Jérôme Besnard : La droite parlementaire n’a pas fait son deuil des défaites de 2012 et 2017.  C’est inédit. Dans le même temps le « bonapartisme » de la droite qui sous-tendrait qu’il existe un chef naturel est un leurre : souvenons-nous de l’affrontement Giscard-Chirac puis Barre-Chirac et Balladur-Chirac ! Depuis la mort de Georges Pompidou la droite libérale et la droite bonapartiste s’affrontent régulièrement.

Dans ces conditions, une grande primaire ouverte, avec tous les candidats et Xavier Bertrand, ne risquerait-t-elle pas de devenir une machine à calculs politiques et coups bas et participer à la division de la droite que craint par exemple Laurent Wauquiez dans son message de renoncement ?

Laurent Wauquiez se positionne pour 2027, il a raison. Il prend date  Pour lui, concourir dans les circonstances actuelles aurait été catastrophique. Le meilleur atout de la droite parlementaire, c’est son groupe à l’Assemblée nationale. Ce groupe peut sortir légèrement renforcé des élections législatives,  quelle que soit la conjoncture. D’où les candidatures annoncées à une primaire de la droite de Valérie Pécresse, Michel Barnier, Éric Ciotti et Philippe Juvin. Il reste au vainqueur de cette consultation dont les modalités restent à définir à s’entendre avec un candidat extérieur, Xavier Bertrand qui est tout sauf naturel. N’oublions pas non plus dans cette course à l’échalote la forte probabilité d’une candidature d’Éric Zemmour.

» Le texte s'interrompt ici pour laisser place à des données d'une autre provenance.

PR #15130, opened 2023-09-13
fix: Remove parameters from TrackedEntity exporter endpoint [DHIS2-15665]

enricocolasante:
Following up on https://github.com/dhis2/dhis2-core/pull/15109

This PR removes `query` parameter from TrackedEntity exporter endpoint.

Next PR will just update OpenAPI specs and review `HibernateTrackedEntityStore` to check if there is something to simplify, JavaDocs to update.


dhis-2/dhis-services/dhis-service-tracker/src/main/java/org/hisp/dhis/tracker/export/OperationParamUtils.java
```diff
@@ -138,35 +137,6 @@ else if (filters.length == 4) {
...
-  private static QueryFilter operatorValueQueryFilter(String[] operatorValue, String filter)
-      throws BadRequestException {
-    if (null == operatorValue || operatorValue.length < 2) {
-      throw new BadRequestException("Query item or filter is invalid: " + filter);
-    }
-
-    return operatorValueQueryFilter(operatorValue[0], operatorValue[1], filter);
-  }
-
   public static QueryFilter operatorValueQueryFilter(String operator, String value, String filter)
```
teleivo, line 140: When I worked on harmonizing order in /events I moved parsing of filters from the service layer (if I remember correctly) to the web layer https://github.com/dhis2/dhis2-core/blob/6b058254b83cfab4f92a3f26e9b5a11bbe95199f/dhis-2/dhis-web-api/src/main/java/org/hisp/dhis/webapi/controller/tracker/export/RequestParamsValidator.java#L251 I wanted to do the same for /trackedEntities but could not as the interaction between order, attributes and filters was so complex. I mention this so we don't forget to look at the changes for events and how to do the same for trackedEntities 😅

teleivo (approved):

PR #15140, opened 2023-09-14
fix: revert acl check on user group update (#15131)

netroms:
### Summary
Reverts change to do a full acl check during user group updates. This will not work when an user admin is doing a user update via a PUT operation and the user don't have access to modify user groups. There also exist a special authority allowing a user admin to add and remove group members without having full group modify access.
This is also makes sure the groups only are updated when they actually change, ie. in this instance, the membership count changes.
This PR also do some minor refactoring, mostly just removing some dead code/unused public methods in the user group service and remove a duplicate constant.

## New automatic test
UserControllerTest#updateUserHasAccessToUpdateGroups()

Jira: [DHIS2-15787](https://dhis2.atlassian.net/browse/DHIS2-15787)

[DHIS2-15787]: https://dhis2.atlassian.net/browse/DHIS2-15787?atlOrigin=eyJpIjoiNWRkNTljNzYxNjVmNDY3MDlhMDU5Y2ZhYzA5YTRkZjUiLCJwIjoiZ2l0aHViLWNvbS1KU1cifQ


Philip-Larsen-Donnelly (approved):
Approved as backport

mortenoh (approved):

PR #15143, opened 2023-09-14
fix: /analytics API doesn't return the hierarchy for OUs that don't have data[2.41-DHIS2-15791]

d-bernat:
please see https://dhis2.atlassian.net/browse/DHIS2-15791

### DIFF
--- a/dhis-2/dhis-services/dhis-service-analytics/src/main/java/org/hisp/dhis/analytics/data/handler/MetadataHandler.java
+++ b/dhis-2/dhis-services/dhis-service-analytics/src/main/java/org/hisp/dhis/analytics/data/handler/MetadataHandler.java
@@ -135,7 +135,7 @@ public class MetadataHandler {
 
       if (params.isShowHierarchy()) {
         Map<Object, List<?>> ancestorMap =
-            activeOrgUnits.stream()
+            organisationUnits.stream()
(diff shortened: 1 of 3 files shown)


gnespolino (approved):

dhis-2/dhis-services/dhis-service-analytics/src/main/java/org/hisp/dhis/analytics/data/handler/MetadataHandler.java
```diff
@@ -135,7 +135,7 @@ public void addMetaData(DataQueryParams params, Grid grid) {
 
       if (params.isShowHierarchy()) {
         Map<Object, List<?>> ancestorMap =
-            activeOrgUnits.stream()
```
maikelarabori, line 138: I'm wondering if would be safer to do it only for download/export endpoints. I'm afraid we are changing the existing behavior for the `isShowHierarchy` flag.

maikelarabori: Basically, we could check if the request originates from download endpoints.

d-bernat: done

maikelarabori (approved):

PR #15149, opened 2023-09-14
fix: prevent a user change access to a higher organisation unit

netroms:
### Summary
Makes sure an admin user can not change a users's organisation unit to a higher level than what the admin user is assigned to.

### Automatic tests
UserControllerTest#testChangeOrgUnitLevelGivesAccessError()


dhis-2/dhis-test-web-api/src/test/java/org/hisp/dhis/webapi/controller/UserControllerTest.java
```diff
@@ -232,6 +236,103 @@ private JsonImportSummary updateRolesNonAllAdmin() {
...
+                    + "{'op':'add','path':'/organisationUnits','value':[{'id':'"
+                    + orgA.getUid()
+                    + "'}]},"
+                    + "{'op':'add','path':'/dataViewOrganisationUnits','value':[{'id':'"
+                    + orgA.getUid()
+                    + "'}]},"
+                    + "{'op':'add','path':'/teiSearchOrganisationUnits','value':[{'id':'"
+                    + orgA.getUid()
+                    + "'}]}"
+                    + "]")
```
jbee, line 319: You can use `"""` blocks with `.formatted` to insert the UIDs to avoid putting together long string constants

dhis-2/dhis-services/dhis-service-core/src/main/java/org/hisp/dhis/user/DefaultUserService.java
```diff
@@ -618,25 +625,44 @@ public boolean isAccountExpired(User user) {
...
     validateUserGroups(user, currentUser, errors);
 
+    validateOrgUnit(user.getOrganisationUnits(), currentUser, errors);
+    validateOrgUnit(user.getDataViewOrganisationUnits(), currentUser, errors);
+    validateOrgUnit(user.getTeiSearchOrganisationUnits(), currentUser, errors);
+
     return errors;
   }
 
+  private void validateOrgUnit(
```
jbee, line 651: I think either the method needs a more intention carrying name or a comment to explain what we try to prevent with this check. From the name alone as it is this is very hard to reverse engineer.

dhis-2/dhis-test-web-api/src/test/java/org/hisp/dhis/webapi/controller/UserControllerTest.java
larshelge: Just curious, what does `.formatted` refer to / how do you use that @jbee ?

jbee: [`String.formatted` ](https://stackoverflow.com/questions/70995023/whats-the-difference-between-string-format-and-str-formatted-in-java)

jbee (approved):

PR #15170, opened 2023-09-15
fix: Harmonize filter field in TrackedEntity exporter [DHIS2-15665]

enricocolasante:


dhis-2/dhis-test-integration/src/test/java/org/hisp/dhis/tracker/export/trackedentity/TrackedEntityServiceTest.java
```diff
@@ -570,26 +573,6 @@ void shouldReturnEmptyCollectionIfGivenFilterDoesNotMatch()
...
-            .orgUnitMode(DESCENDANTS)
-            .trackedEntityTypeUid(trackedEntityTypeA.getUid())
-            .filters(teaA.getUid())
-            .user(user)
-            .build();
-
-    List<TrackedEntity> trackedEntities =
-        trackedEntityService.getTrackedEntities(operationParams).getTrackedEntities();
-
-    // A filter with only a UID does not cause any join on attributes, so it does not actually
```
teleivo, line 588: Is that test removed because a filter with only a UID does actually cause an inner join? So this was a bug?

dhis-2/dhis-test-integration/src/test/java/org/hisp/dhis/tracker/export/trackedentity/TrackedEntityServiceTest.java
```diff
@@ -570,26 +573,6 @@ void shouldReturnEmptyCollectionIfGivenFilterDoesNotMatch()
...
-    // filter TEs from the response in contrast to /tracker/events?filterAttribute=uid
-    assertContainsOnly(List.of(trackedEntityA, trackedEntityB), trackedEntities);
-  }
-
   @Test
   void shouldReturnTrackedEntitiesEvenIfTrackedEntityDoesNotHaveGivenAttribute()
```
teleivo, line 577: These operation params do not use any attribute UID, is the test name accurate?

dhis-2/dhis-web-api/src/test/java/org/hisp/dhis/webapi/controller/tracker/export/trackedentity/TrackedEntityRequestParamsMapperTest.java
```diff
@@ -287,4 +298,119 @@ void shouldFailGivenInvalidOrderFieldName() {
         () -> assertStartsWith("order parameter is invalid", exception.getMessage()),
         () -> assertContains("unsupportedProperty1", exception.getMessage()));
   }
+
+  @Test
+  void shouldCreateCriteriaFiltersWithFirstOperatorWhenMultipleValidOperandAreNotValid()
```
teleivo, line 303: I am not sure what the word `Criteria` refers to 🤔 

I would move most of these tests into `RequestParamsValidatorTest` and only keep one or two in here that demonstrate we parse the `filter` parameter into the expected data structure.

dhis-2/dhis-services/dhis-service-tracker/src/main/java/org/hisp/dhis/tracker/export/trackedentity/TrackedEntityQueryParams.java
```diff
@@ -638,10 +630,7 @@ public TrackedEntityQueryParams orderBy(String field, SortDirection direction) {
    */
   public TrackedEntityQueryParams orderBy(TrackedEntityAttribute tea, SortDirection direction) {
     this.order.add(new Order(tea, direction));
-    this.addFiltersIfNotExist(
-        QueryItem.getQueryItems(List.of(tea)).stream()
-            .filter(sAtt -> !this.getFilters().contains(sAtt))
-            .toList());
+    this.filters.putIfAbsent(tea, new ArrayList<>());
```
teleivo, line 633: > To make it work properly and differentiate the first 2 cases, we need to represent the presence of the filter with no values as a null. So there will be an entry in the filters map with the attribute UID and a list of filters with one null element.

These many cases we have to deal with make it complex 😅 We want an API that is safe to use. I wonder if we now depend on order of calling `filterBy`, `orderBy`.

Do we get the same behavior when calling
* `orderBy(uid1, DESC)` and then `filterBy(uid1)` or
* `filterBy(uid1)` and then `orderBy(uid1, DESC)`

if not I think we should make it so it does not matter so its safer to use.

teleivo (commented):
I was hoping we can remove code from `OperationParamUtils` related to parsing like `parseAttributeQueryItems` and only have it in `RequestParamsValidator` 😄 

A list of filters with one null element is odd to me. One alternative of mapping to null is maybe less odd but more dangerous. I am wondering what your pros/cons were when making the decision 😅

dhis-2/dhis-services/dhis-service-tracker/src/main/java/org/hisp/dhis/tracker/export/trackedentity/DefaultTrackedEntityService.java
```diff
@@ -348,7 +347,7 @@ public List<Long> getTrackedEntityIds(
     if (!params.hasProgram()) {
       Collection<TrackedEntityAttribute> attributes =
           trackedEntityAttributeService.getTrackedEntityAttributesDisplayInListNoProgram();
-      params.addFiltersIfNotExist(QueryItem.getQueryItems(attributes));
+      attributes.forEach(params::filterBy);
```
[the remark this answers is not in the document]
enricocolasante: To be honest, this whole `if` block doesn't make sense to me.
I will try to find out if it can be removed.

dhis-2/dhis-test-integration/src/test/java/org/hisp/dhis/tracker/export/trackedentity/TrackedEntityServiceTest.java
enricocolasante: It was just a duplicated test of `shouldReturnTrackedEntitiesIfTheyHaveGivenAttributeFilteredUsingOnlyUID` test

dhis-2/dhis-test-integration/src/test/java/org/hisp/dhis/tracker/export/trackedentity/TrackedEntityServiceTest.java
enricocolasante: I think this can be removed as well.
It was probably useful before removing `attributes` parameter

dhis-2/dhis-web-api/src/test/java/org/hisp/dhis/webapi/controller/tracker/export/trackedentity/TrackedEntityRequestParamsMapperTest.java
enricocolasante: Will do that.
These are just moved tests from `TrackedEntityOperationParamsMapperTest`

dhis-2/dhis-services/dhis-service-tracker/src/main/java/org/hisp/dhis/tracker/export/trackedentity/TrackedEntityQueryParams.java
enricocolasante: Absolutely, I think this can be problematic, I will check.
I remember that this was one of my concerns but then we went to all-devs-week and I completely forgot to check :grimacing:

enricocolasante:
> I was hoping we can remove code from `OperationParamUtils` related to parsing like `parseAttributeQueryItems` and only have it in `RequestParamsValidator` 😄
> 
> A list of filters with one null element is odd to me. One alternative of mapping to null is maybe less odd but more dangerous. I am wondering what your pros/cons were when making the decision 😅

`OperationParamUtils` is gone :grimacing: 
For the list with null element, it is not ideal, it was the easiest way that we thought of without changing `QueryFilter` code.

dhis-2/dhis-web-api/src/test/java/org/hisp/dhis/webapi/controller/tracker/export/RequestParamsValidatorTest.java
```diff
@@ -308,6 +285,88 @@ void shouldFailParsingFiltersWithMissingValueAndTrailingColon() {
     assertEquals("Query item or filter is invalid: " + TEA_1_UID + ":lt:", exception.getMessage());
   }
 
+  @Test
+  void shouldParseFiltersWithFirstOperatorWhenMultipleValidOperandAreNotValid()
```
teleivo, line 222: The test name ends in `NotValid` and am wondering why we don't throw a BadRequestException 🤔

dhis-2/dhis-services/dhis-service-tracker/src/main/java/org/hisp/dhis/tracker/export/trackedentity/DefaultTrackedEntityService.java
```diff
@@ -340,27 +340,16 @@ public TrackedEntities getTrackedEntities(TrackedEntityOperationParams operation
...
     if (!params.hasProgram()) {
       Collection<TrackedEntityAttribute> attributes =
           trackedEntityAttributeService.getTrackedEntityAttributesDisplayInListNoProgram();
       attributes.forEach(params::filterBy);
     }
 
     decideAccess(params);
-
-    // AccessValidation should be skipped only and only if it is internal
-    // service that runs the task (for example sync job)
```
teleivo, line 357: Why don't we need the `if`s anymore?

dhis-2/dhis-services/dhis-service-tracker/src/main/java/org/hisp/dhis/tracker/export/trackedentity/TrackedEntityQueryParams.java
```diff
@@ -614,6 +614,9 @@ public TrackedEntityQueryParams filterBy(TrackedEntityAttribute tea, QueryFilter
 
   public TrackedEntityQueryParams filterBy(TrackedEntityAttribute tea) {
     this.filters.putIfAbsent(tea, Collections.singletonList(null));
+    if (this.filters.get(tea).isEmpty()) {
```
teleivo, line 617: I think this warrants a comment as we won't remember 😅 

Also I think we need to document the special role of the singleton `null` somewhere. You describe it in the PR but maybe it should be part of the javadoc for the `filters` field.

dhis-2/dhis-test-integration/src/test/java/org/hisp/dhis/tracker/export/OrderAndPaginationExporterTest.java
```diff
@@ -1103,6 +1103,28 @@ void shouldOrderEventsByDataElementAndNotFilterOutEventsWithoutThatDataElement()
     assertEquals(List.of("pTzf9KYMk72", "D9PbzJY8bJM"), events);
   }
 
+  @Test
+  void shouldOrderEventsByDataElementAndFilterOutEventsWithoutThatDataElement()
```
teleivo, line 1107: This test shows up as new but looks a lot like https://github.com/dhis2/dhis2-core/blob/5e446f580c5c99087ce0b753e58e5aa0b3ed44fa/dhis-2/dhis-test-integration/src/test/java/org/hisp/dhis/tracker/export/OrderAndPaginationExporterTest.java#L1003C8-L1023 :thinking:

dhis-2/dhis-services/dhis-service-tracker/src/main/java/org/hisp/dhis/tracker/export/trackedentity/DefaultTrackedEntityService.java
enricocolasante: This method was only called in one place and the checked flags were statically passed as false

dhis-2/dhis-test-integration/src/test/java/org/hisp/dhis/tracker/export/OrderAndPaginationExporterTest.java
enricocolasante: Yes, removing it.

dhis-2/dhis-services/dhis-service-tracker/src/main/java/org/hisp/dhis/tracker/export/trackedentity/HibernateTrackedEntityStore.java
```diff
@@ -362,12 +362,16 @@ private String getFromSubQuery(TrackedEntityQueryParams params, boolean isCountQ
             .append(" FROM trackedentity " + MAIN_QUERY_ALIAS + " ")
 
             // INNER JOIN on constraints
+            // filter={uid1} => Map.of(tea, List.of(null))
+            // filter={uid1}:eq:2 => Map.of(tea, List.of(new QueryFilter(EQ,"in")))
```
teleivo, line 366: I assume its

```suggestion
            // filter={uid1}:eq:2 => Map.of(tea, List.of(new QueryFilter(EQ,"2")))
```

right? Same for the comment below if that one is correct

dhis-2/dhis-services/dhis-service-tracker/src/main/java/org/hisp/dhis/tracker/export/trackedentity/TrackedEntityQueryParams.java
```diff
@@ -606,12 +606,24 @@ public User getUser() {
...
+   * that consist of an operator and a value.
+   */
   public TrackedEntityQueryParams filterBy(TrackedEntityAttribute tea, QueryFilter filter) {
     this.filters.putIfAbsent(tea, new ArrayList<>());
     this.filters.get(tea).add(filter);
     return this;
   }
 
+  /**
+   * Filter out Tracked Entity that have no value for the given tracked entity attribute {@code
```
teleivo, line 620:
```suggestion
   * Filter out any tracked entity that have no value for the given tracked entity attribute {@code
```

teleivo (approved):

teleivo:
> `OperationParamUtils` is gone 😬 
That's alright! The code is now in a more appropriate place 😄 

> For the list with null element, it is not ideal, it was the easiest way that we thought of without changing `QueryFilter` code.

As long as this never leaks out of the QueryParams its alright! I don't want to know about the meaning of a null element when creating or consuming the QueryParams. I would thus put the javadoc on the field itself. I would also want us to provide getters so that the store does not need to know about it. Is that currently true? I just saw you added comments with the `null` element in the store. That should stay an implementation detail of the QueryParams.

PR #15223, opened 2023-09-25
chore: move handling of total count and pagination to store TECH-1638

teleivo:
Having the logic of fetching `pageSize + 1` events in the store and the removal of the extra event in the service is error prone. This is now done transparently in the store.

Total count is expensive and should thus be discouraged. Do not expose this as part of the service as its not needed right now.

As our store are concerned with generating SQL we should try to adopt the appropriate language for that domain. Our methods are often named `getYYYQuery` while they do not actually generate a SQL query. For example `getOrderQuery(params)` actually generates https://www.postgresql.org/docs/current/queries-limit.html limit and offset clauses.

Remove any pagination related fields and methods from `EventQueryParams` as these are fully represented by the `PageParams`.

Opt for not mutating the `List<Event>` when removing the `pageSize + 1` event in ` getPage`.


enricocolasante (approved):
Just a style suggestion in the store

PR #15652, opened 2023-11-11
chore: Rename endDate to completedDate in service layer [TECH-1665]

enricocolasante:
`completedAt` field in `Enrollment` was internally translated to `endDate`.
This PR aims to replace all occurrences of `endDate` in the service layer to `completedDate`.
The general rule that we are using is that date fields are suffixed with `At` in the API and then suffixed with `Date` in the service and the DB layer.

**Next PRs**
- Rename `occurredAt` in service layer
- Rename `completedAt` in DB layer
- Rename `occurredAt` in DB layer

### DIFF
--- a/dhis-2/dhis-services/dhis-service-core/src/main/resources/org/hisp/dhis/program/hibernate/Enrollment.hbm.xml
+++ b/dhis-2/dhis-services/dhis-service-core/src/main/resources/org/hisp/dhis/program/hibernate/Enrollment.hbm.xml
@@ -32,7 +32,7 @@
 
     <property name="enrollmentDate" column="enrollmentdate" not-null="true"/>
 
-    <property name="getCompletedDate" column="enddate"/>
+    <property name="completedDate" column="enddate"/>
 
     <property name="followup" column="followup"/>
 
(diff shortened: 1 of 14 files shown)


muilpp:
just out of curiosity, is there a plan to name all these fields the same regardless of the layer they live in?
for instance, will we choose between `completedAt` or `completedDate` and use either of them everywhere?

muilpp (approved):

dhis-2/dhis-services/dhis-service-core/src/main/resources/org/hisp/dhis/program/hibernate/Enrollment.hbm.xml
```diff
@@ -32,7 +32,7 @@
 
     <property name="enrollmentDate" column="enrollmentdate" not-null="true"/>
 
-    <property name="endDate" column="enddate"/>
+    <property name="completedDate" column="enddate"/>
```
zubaira, line 35: enrollmentDate is mapped to enrollmentdate column. Can we do the same for completedDate?

zubaira (approved):

PR #15661, opened 2023-11-13
Use try-with-resources to close BatchHandler

jason-p-pickering:
This is a continuation of https://dhis2.atlassian.net/browse/DHIS2-15362 which seemed not to fully solve the issue with leaked DB connections. BatchHanlder from the quick package is now `AutoCloseable` and can thus be used in a try-with-resources block. This should help to ensure that all DB connections are completely closed.


jbee (approved):

dhis-2/dhis-services/dhis-service-analytics/src/main/java/org/hisp/dhis/analytics/table/JdbcOwnershipAnalyticsTableManager.java
```diff
@@ -178,30 +178,32 @@ private void populateTableInternal(AnalyticsTablePartition partition, String sql
...
+            queryRowCount.getAndIncrement();
+          });
+
+      log.info(
+          "OwnershipAnalytics query row count was {} for {}",
+          queryRowCount,
+          partition.getTempTableName());
+      batchHandler.flush();
+    } catch (Exception e) {
+      log.error(e.toString());
```
jbee, line 205: I think better use `error("Failed ...???", ex)` so that the stack trace is available in the logs

jbee (approved):

david-mackessy (approved):

PR #15686, opened 2023-11-14
fix: wait until file resource content is available

jbee:
`FileResource` content is stored asynchronously which makes it difficult to work with immediately after calling "save". 
Therefore a sleep-waiting was added.


dhis-2/dhis-api/src/main/java/org/hisp/dhis/fileresource/FileResourceStorageStatus.java
```diff
@@ -33,6 +33,5 @@
 public enum FileResourceStorageStatus {
   NONE, // No content stored
   PENDING, // In transit to store, not available
-  FAILED, // Storing the resource failed
```
jbee, line 36: FYI: This was never used anywhere so it seemed just confusing to have

PR #15695, opened 2023-11-15
fix: return only UserLookup instances from linkedAccount end-point

netroms:
# Summary

- Changes the linkedAccount to return UserLookup instances instead of full User objects to limit the output to only needed fields.
- Extends the UserLookup to include role IDs and group IDs, if it is populated, which we do manually in the linkedAccount end-point.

Comme l’écrit Le Monde, « Dans ce contexte, tout le monde s’attend à un automne et à un hiver marqué par une primaire « sauvage » entre le gagnant de la compétition interne au parti et l’ancien ministre du travail. » Est-ce effectivement le scénario le plus probable ?

Dans tous ces scénarios, on oublie un grand facteur : la parole de Nicolas Sarkozy. Depuis 2007, depuis la fin de l’ère Chirac, la droite française est sous l’emprise de Nicolas Sarkozy. Seule peut-être la prise temporaire de contrôle temporaire du parti par Laurent Wauquiez lui avait échappé. L’élection de Christian Jacob pour lui succéder a été une victoire de l’entourage de Nicolas Sarkozy qui espérait à l’époque pouvoir une énième foi revenir sur les devant de la scène. L’agenda judiciaire ne lui a pas permis. On notera avec vers quel candidat éventuel se portera  le choix de Nicolas Sarkozy. Si la droite part divisée, elle renonce de facto au second tour dans l’état actuel des choses.

Cette primaire « sauvage » pourrait-elle agir comme une sorte de marché prédictif et se révéler être la moins pire des stratégies en suscitant l’intérêt de ceux qui adhèrent aux valeurs de droite, conscients de l’enjeu de l’élection ?

Le mot « valeurs » porte en lui-même une forte tonalité relativiste. Lorsque la droite a été forte, elle a défendu des convictions et non pas des valeurs. Ce fut le cas à la veille de la Seconde Guerre mondiale avec le colonel de La Roque ou après ce conflit avec le général de Gaulle. Depuis, la droite parlementaire tente sans succès d’obtenir la quadrature du cercle : elle se rêve populaire là où elle n’est plus que bourgeoise, légitimiste quand elle flatte un orléanisme sans roi, plébiscitaire là où elle incline à mobiliser les centristes.